--- START ---

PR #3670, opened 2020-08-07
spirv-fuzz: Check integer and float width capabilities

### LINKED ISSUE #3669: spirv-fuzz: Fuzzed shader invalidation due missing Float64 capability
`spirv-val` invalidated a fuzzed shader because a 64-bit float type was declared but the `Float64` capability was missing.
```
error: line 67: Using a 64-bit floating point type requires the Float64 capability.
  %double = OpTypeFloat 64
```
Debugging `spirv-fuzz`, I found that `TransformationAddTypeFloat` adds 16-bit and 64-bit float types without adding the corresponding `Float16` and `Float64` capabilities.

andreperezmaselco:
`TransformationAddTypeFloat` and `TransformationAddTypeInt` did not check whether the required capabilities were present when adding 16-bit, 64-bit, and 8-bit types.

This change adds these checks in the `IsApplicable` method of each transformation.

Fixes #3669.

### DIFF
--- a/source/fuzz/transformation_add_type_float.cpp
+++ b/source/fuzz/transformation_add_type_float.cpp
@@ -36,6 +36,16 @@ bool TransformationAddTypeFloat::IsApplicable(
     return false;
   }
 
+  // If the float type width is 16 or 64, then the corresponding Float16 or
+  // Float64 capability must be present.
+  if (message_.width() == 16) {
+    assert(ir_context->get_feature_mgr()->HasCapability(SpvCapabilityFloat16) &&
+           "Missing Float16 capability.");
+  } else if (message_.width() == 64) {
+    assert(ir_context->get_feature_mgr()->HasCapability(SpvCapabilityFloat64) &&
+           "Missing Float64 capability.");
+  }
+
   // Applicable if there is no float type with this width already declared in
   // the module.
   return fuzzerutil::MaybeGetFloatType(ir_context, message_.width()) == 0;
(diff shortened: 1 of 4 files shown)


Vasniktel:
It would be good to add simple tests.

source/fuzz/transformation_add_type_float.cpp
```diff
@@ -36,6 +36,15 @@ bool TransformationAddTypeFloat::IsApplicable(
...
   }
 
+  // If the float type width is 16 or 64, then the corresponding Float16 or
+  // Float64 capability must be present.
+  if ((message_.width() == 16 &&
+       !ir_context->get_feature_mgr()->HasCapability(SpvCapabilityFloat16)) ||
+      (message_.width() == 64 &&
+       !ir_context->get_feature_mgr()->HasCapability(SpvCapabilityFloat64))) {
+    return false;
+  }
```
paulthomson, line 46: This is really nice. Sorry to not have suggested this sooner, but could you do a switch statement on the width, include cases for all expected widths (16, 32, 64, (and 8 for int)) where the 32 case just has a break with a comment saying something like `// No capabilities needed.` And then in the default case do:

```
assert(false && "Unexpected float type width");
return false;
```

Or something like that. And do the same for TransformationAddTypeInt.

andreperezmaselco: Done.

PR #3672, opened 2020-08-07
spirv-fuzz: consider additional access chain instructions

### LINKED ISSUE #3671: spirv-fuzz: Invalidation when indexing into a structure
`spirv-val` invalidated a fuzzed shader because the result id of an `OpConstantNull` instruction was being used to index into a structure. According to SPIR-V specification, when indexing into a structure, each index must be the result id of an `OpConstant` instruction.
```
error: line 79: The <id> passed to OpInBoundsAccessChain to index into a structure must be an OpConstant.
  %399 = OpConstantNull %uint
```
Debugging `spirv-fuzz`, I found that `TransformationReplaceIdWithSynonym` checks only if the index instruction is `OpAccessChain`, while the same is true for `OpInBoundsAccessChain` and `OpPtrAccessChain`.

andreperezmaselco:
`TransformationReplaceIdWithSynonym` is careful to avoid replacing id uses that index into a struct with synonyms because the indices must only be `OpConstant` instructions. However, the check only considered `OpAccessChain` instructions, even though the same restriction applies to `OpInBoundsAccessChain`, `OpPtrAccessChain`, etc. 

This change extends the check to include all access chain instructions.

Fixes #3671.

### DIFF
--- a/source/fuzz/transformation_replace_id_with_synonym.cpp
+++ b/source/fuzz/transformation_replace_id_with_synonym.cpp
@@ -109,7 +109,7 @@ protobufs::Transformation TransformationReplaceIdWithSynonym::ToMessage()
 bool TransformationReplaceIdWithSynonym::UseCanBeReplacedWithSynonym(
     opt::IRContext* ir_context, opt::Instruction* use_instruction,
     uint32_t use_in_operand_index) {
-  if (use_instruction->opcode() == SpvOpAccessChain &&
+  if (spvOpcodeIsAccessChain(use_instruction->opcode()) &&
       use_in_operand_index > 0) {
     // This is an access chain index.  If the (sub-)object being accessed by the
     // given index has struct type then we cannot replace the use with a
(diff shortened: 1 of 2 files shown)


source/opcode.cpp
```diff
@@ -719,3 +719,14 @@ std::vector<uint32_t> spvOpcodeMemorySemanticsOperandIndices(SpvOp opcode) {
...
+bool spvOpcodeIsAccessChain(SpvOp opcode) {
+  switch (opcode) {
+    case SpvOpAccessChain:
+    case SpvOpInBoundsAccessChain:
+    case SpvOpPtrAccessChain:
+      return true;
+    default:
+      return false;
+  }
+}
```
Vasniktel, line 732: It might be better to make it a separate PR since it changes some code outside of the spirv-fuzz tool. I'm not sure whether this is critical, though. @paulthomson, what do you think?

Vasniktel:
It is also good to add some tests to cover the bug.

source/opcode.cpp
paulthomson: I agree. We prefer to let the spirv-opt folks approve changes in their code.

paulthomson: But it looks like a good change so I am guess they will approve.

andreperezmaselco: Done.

--- END ---

- Problem details
Quote the listing word for word from its first line through the line in which "capability was missing." appears.

- Answer space
PR #3670, opened 2020-08-07
spirv-fuzz: Check integer and float width capabilities

### LINKED ISSUE #3669: spirv-fuzz: Fuzzed shader invalidation due missing Float64 capability
`spirv-val` invalidated a fuzzed shader because a 64-bit float type was declared but the `Float64` capability was missing.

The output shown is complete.